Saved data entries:

* * * * * * * * *

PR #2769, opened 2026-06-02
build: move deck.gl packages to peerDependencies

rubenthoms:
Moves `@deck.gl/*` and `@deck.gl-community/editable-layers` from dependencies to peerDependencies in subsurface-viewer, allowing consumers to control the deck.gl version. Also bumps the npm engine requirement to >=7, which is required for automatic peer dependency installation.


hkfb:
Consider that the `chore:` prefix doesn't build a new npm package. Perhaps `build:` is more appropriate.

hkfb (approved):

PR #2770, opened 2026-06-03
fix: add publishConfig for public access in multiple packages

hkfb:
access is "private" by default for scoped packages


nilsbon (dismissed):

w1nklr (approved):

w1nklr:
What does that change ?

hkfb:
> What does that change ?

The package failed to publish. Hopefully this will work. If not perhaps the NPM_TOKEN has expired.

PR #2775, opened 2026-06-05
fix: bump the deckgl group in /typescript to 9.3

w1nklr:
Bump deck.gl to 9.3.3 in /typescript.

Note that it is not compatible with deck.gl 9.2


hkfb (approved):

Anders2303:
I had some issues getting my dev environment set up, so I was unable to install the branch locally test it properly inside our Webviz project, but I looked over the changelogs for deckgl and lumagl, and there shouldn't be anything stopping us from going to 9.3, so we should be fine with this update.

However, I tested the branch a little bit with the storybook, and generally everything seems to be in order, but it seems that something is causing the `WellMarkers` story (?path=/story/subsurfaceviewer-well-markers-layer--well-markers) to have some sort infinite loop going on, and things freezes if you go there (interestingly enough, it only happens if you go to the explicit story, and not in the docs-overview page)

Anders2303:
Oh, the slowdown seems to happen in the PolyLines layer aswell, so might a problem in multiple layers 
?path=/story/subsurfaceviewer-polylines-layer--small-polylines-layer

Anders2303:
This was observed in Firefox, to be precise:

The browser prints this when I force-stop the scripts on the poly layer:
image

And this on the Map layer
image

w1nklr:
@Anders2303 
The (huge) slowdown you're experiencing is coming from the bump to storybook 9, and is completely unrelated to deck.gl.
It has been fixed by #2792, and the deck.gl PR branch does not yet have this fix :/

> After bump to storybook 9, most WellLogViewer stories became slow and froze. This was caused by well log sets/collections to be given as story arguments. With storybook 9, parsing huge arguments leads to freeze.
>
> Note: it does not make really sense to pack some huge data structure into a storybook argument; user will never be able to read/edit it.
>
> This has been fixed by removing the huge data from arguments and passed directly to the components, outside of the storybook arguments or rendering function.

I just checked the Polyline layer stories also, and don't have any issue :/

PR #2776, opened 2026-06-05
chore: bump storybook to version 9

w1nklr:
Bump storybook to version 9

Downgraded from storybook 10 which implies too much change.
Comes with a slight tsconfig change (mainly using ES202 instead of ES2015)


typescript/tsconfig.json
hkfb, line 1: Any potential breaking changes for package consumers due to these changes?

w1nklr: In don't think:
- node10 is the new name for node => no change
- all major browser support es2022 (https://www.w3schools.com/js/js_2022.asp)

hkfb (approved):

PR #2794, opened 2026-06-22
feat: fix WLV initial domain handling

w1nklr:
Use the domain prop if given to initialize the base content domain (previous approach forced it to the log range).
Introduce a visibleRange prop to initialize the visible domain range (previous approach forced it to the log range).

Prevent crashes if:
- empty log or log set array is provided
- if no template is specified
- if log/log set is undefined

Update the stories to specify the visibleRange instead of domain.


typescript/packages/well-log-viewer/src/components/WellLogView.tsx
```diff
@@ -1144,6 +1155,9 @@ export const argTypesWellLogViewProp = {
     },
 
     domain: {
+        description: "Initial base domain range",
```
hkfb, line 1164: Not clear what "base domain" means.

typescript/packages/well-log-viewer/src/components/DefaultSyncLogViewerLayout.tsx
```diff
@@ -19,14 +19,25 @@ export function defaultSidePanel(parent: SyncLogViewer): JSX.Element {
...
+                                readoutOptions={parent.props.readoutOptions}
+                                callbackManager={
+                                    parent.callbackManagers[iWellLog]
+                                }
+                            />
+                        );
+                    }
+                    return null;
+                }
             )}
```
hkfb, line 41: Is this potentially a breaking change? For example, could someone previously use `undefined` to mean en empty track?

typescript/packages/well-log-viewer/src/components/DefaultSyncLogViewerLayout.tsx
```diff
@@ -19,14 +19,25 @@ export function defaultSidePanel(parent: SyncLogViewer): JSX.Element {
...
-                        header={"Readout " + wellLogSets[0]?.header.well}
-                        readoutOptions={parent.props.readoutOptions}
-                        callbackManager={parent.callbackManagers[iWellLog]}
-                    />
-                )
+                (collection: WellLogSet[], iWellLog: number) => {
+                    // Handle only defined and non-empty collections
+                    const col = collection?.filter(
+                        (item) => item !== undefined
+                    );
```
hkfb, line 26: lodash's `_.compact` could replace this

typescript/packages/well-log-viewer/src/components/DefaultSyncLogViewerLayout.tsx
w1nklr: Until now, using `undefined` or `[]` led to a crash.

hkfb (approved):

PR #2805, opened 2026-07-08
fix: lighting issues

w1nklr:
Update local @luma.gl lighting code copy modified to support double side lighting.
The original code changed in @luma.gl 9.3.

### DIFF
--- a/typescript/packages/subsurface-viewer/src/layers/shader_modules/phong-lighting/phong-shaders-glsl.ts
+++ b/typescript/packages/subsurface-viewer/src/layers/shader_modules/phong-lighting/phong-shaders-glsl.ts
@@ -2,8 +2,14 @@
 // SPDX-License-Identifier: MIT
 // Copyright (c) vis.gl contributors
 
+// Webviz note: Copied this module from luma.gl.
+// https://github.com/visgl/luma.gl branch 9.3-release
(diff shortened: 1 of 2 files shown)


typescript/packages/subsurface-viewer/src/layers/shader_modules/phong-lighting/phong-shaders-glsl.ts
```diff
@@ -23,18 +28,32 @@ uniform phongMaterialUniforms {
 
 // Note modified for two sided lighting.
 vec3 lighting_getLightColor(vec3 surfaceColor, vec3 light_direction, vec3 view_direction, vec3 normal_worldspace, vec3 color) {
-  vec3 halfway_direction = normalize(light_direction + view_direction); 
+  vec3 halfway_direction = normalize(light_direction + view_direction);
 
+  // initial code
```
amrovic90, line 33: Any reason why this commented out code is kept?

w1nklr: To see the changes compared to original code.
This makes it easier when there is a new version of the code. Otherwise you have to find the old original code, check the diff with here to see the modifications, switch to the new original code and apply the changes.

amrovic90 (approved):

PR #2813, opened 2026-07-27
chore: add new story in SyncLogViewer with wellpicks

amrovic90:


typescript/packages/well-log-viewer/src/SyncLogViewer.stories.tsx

* * * * * * * * *

*Work order*. Only the lines containing "iWellLog" are needed; copy each of them from the data.

*Answer to the problem*.
+                                    parent.callbackManagers[iWellLog]
-                        callbackManager={parent.callbackManagers[iWellLog]}
+                (collection: WellLogSet[], iWellLog: number) => {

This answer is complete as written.